Clinical research standards organization CDISC has launched a project that will facilitate the use of EHR data in clinical research to expedite global regulatory reviews, contribute to the evaluation of new treatments for patients and drive next-generation discovery.
The project will leverage Fast Healthcare Interoperability Resources (FHIR), HL7’s standard for exchanging healthcare information electronically and CDISC’s standards for data collection (CDASH) and data tabulation (SDTM) to streamline the flow of data from EHRs to CDISC submission-ready data sets.
The nonprofit CDISC and Gevity Consulting Inc.’s Lloyd McKenzie will work to develop a dynamic mapping of FHIR resources and an Implementation Guide that will be made exclusively available to CDISC member organizations.

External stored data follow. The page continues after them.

PR #168, opened 2026-05-04
feat: Implement better styling for `ana self update`

mattkram:
## Summary

Implements the designs for `ana self update`. The essential behavior is the same, however the terminal output and user interfaces have been overhauled.

### Key changes

- **Removed `--yes/-y` flag** - updates now run automatically without confirmation prompt
- **Improved help output** - better formatting with examples, `[OPTIONS]` before positional args
- **Styled `--check` output** - shows update availability with version comparison and relative time
- **Styled `--list` output** - shows all available versions with dates (when available), highlights "Latest" and "Current" versions
- **Styled download progress** - cleaner progress bar with elapsed time
- **Unified success output** - consistent "UPDATED" message across all update paths with timing info
- **GitHub API pagination** - now fetches up to 100 releases (was 30) to show all stable versions

### `ana self update --help`

image

## `ana self update --check`

image

## `ana self update --list`

image

## `ana self update`

After success:

image

During download:

image

## Test plan

- [x] `ana self update --help` shows styled help with examples
- [x] `ana self update --list` shows versions with dates aligned (GitHub) or without dates (static hosting)
- [x] `ana self update --check` shows styled update availability
- [x] `ana self update` downloads and shows success message with timing
- [x] All existing update tests pass

Jira: [CLI-573](https://anaconda.atlassian.net/browse/CLI-573)

[CLI-573]: https://anaconda.atlassian.net/browse/CLI-573?atlOrigin=eyJpIjoiNWRkNTljNzYxNjVmNDY3MDlhMDU5Y2ZhYzA5YTRkZjUiLCJwIjoiZ2l0aHViLWNvbS1KU1cifQ

### DIFF
--- a/src/help/term.rs
+++ b/src/help/term.rs
@@ -25,6 +25,35 @@ fn print_command_row(term: &Term, name: &str, desc: &str) {
     ));
 }
 
+/// Print an option row with optional short/long flags
+fn print_option_row(term: &Term, short: Option<&str>, long: Option<&str>, desc: &str) {
+    let cmd_style = HelpStyle::Command.style();
+    let dim_style = HelpStyle::Dim.style();
+
+    let (name, visible_len) = match (short, long) {
+        (Some(s), Some(l)) => {
+            let styled = format!(
+                "{}{}{}",
+                cmd_style.apply_to(s),
+                dim_style.apply_to(", "),
+                cmd_style.apply_to(l)
+            );
+            let visible = s.len() + 2 + l.len(); // "s" + ", " + "l"
+            (styled, visible)
+        }
+        (Some(s), None) => (cmd_style.apply_to(s).to_string(), s.len()),
+        (None, Some(l)) => (cmd_style.apply_to(l).to_string(), l.len()),
+        (None, None) => (String::new(), 0),
+    };
+
+    let padding = " ".repeat(20_usize.saturating_sub(visible_len));
+    let styled_desc = HelpStyle::Desc.style().apply_to(desc);
+    let _ = term.write_line(&format!(
+        "{}  {name}{padding} {styled_desc}",
+        left_margin()
+    ));
+}
+
 /// Print a section header
 fn print_section(term: &Term, name: &str) {
     let _ = term.write_line(&format!(
@@ -186,13 +215,14 @@ fn print_section_blocks(term: &Term, subcommands: &HashMap<String, String>) {
 
 fn print_options_block(term: &Term) {
     print_section(term, "OPTIONS");
-    print_command_row(
+    print_option_row(
         term,
-        "-v, --verbose",
+        Some("-v"),
+        Some("--verbose"),
         "Increase verbosity (can be repeated)",
     );
-    print_command_row(term, "-V, --version", "Show the ana version");
-    print_command_row(term, "-h, --help", "Show this message");
+    print_option_row(term, Some("-V"), Some("--version"), "Show the ana version");
+    print_option_row(term, Some("-h"), Some("--help"), "Show this message");
     let _ = term.write_line("");
 }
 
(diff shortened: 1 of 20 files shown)


src/help/term.rs
```diff
@@ -186,12 +190,39 @@ pub fn print_subcommand_help(cmd: &clap::Command) {
         let _ = term.write_line("");
     }
 
-    // Usage - render and ensure it starts with "ana "
-    let usage = cmd.clone().render_usage().to_string();
-    let usage = if usage.starts_with("Usage: ana ") {
-        usage
+    // Usage - build from path to ensure correct nesting
+    // Filter out built-in help/version flags (which have --long options)
+    let is_builtin_flag = |a: &clap::Arg| {
```
zfralish: oof this is hard to read

zfralish (approved):

src/help/term.rs
```diff
@@ -116,6 +118,7 @@ fn print_examples_block(term: &Term) {
         }
     }
 
+    // Bottom border
```
marcoesters:
```suggestion
```

Duplicate

src/help/term.rs
```diff
@@ -105,7 +107,7 @@ fn print_examples_block(term: &Term) {
         ));
 
         // Add spacing between examples (except after last)
-        if i < HELP_EXAMPLES.len() - 1 {
+        if i < examples.len() - 1 {
```
marcoesters, line 179: I think you can avoid the repeated length calculation by comparing references:

```
let last = examples.last();
for example in examples {
    // Command line (left_margined)
    ...
    // Add spacing between examples (except after last)
    if !std::ptr::eq(example, last.unwrap()) {
    }
}
```

Probably not too dramatic in terms of performance, but just an alternative.

src/help/term.rs
```diff
@@ -186,12 +190,39 @@ pub fn print_subcommand_help(cmd: &clap::Command) {
         let _ = term.write_line("");
     }
 
-    // Usage - render and ensure it starts with "ana "
-    let usage = cmd.clone().render_usage().to_string();
-    let usage = if usage.starts_with("Usage: ana ") {
-        usage
+    // Usage - build from path to ensure correct nesting
+    // Filter out built-in help/version flags (which have --long options)
```
marcoesters:
```suggestion
    // Filter out built-in help/version flags
```

I think that addition confused me more than it helped.

src/help/term.rs
```diff
@@ -186,12 +190,39 @@ pub fn print_subcommand_help(cmd: &clap::Command) {
...
+    let is_builtin_flag = |a: &clap::Arg| {
+        (a.get_id() == "help" || a.get_id() == "version")
+            && (a.get_long().is_some() || a.get_short().is_some())
```
marcoesters: Why is the `&&` necessary? Are there `help`/`version` subcommands that don't have long or short options?

src/update.rs
```diff
@@ -339,95 +362,277 @@ pub async fn check_update(current_version: &str) -> Result<UpdateCheck, Error> {
...
+    let duration = now.signed_duration_since(published);
+
+    let days = duration.num_days();
+    if days == 0 {
+        "released today".to_string()
+    } else if days == 1 {
+        "released yesterday".to_string()
+    } else if days < 30 {
+        format!("released {} days ago", days)
+    } else if days < 365 {
```
marcoesters: Since months and years do not have constant numbers of days, `TimeDelta` is not the right tool to do this accurately. `days`, `months`, and `years` will have to be calculated separately.

marcoesters (commented):
This seems to work on Windows, or at least in the Windows Terminal. I just have a few minor comments.

src/help/term.rs
mattkram: Agree, good call out. I refactored it for readability.

src/help/term.rs
mattkram: I refactored this a lot, so hopefully it's all more clear. This was basically saying it's built-in if it's help or version, and it has to define either long or short flag. That was probably superfluous.

src/update.rs
mattkram: I refactored this and added a note. It is okay to be approximate, but you are right to call it out, especially the "30 days in a month" assumption.

I looked into `chrono-humanize` but it didn't feel worth it for a dependency. Since this is just for display, I elected for the refactor and a bit less perfection. We can always re-evaluate.

src/help/term.rs
mattkram: For now, I will leave it. It's a cool solution, but it feels slightly less readable to me.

The mapping and Implementation Guide will eventually be available via the CDISC Library API, the authoritative source of CDISC standards metadata.
“As EHRs and other real-world data sources play an increasingly important role in clinical research and healthcare decision making, our FHIR-to-CDISC project is timelier than ever,” said Rhonda Facile, CDISC vice president, development opportunities, in a statement. “The project will foster greater efficiencies across systems and resources, and encourage end users to support higher quality data exchange integrations within, and outside of, research.”
CDISC will leverage existing work from its EHR-to-CDASH project, which developed mappings to enable the transfer of healthcare data into a form for data collection in clinical research. It anticipates releasing the mapping and Implementation Guide in 2021.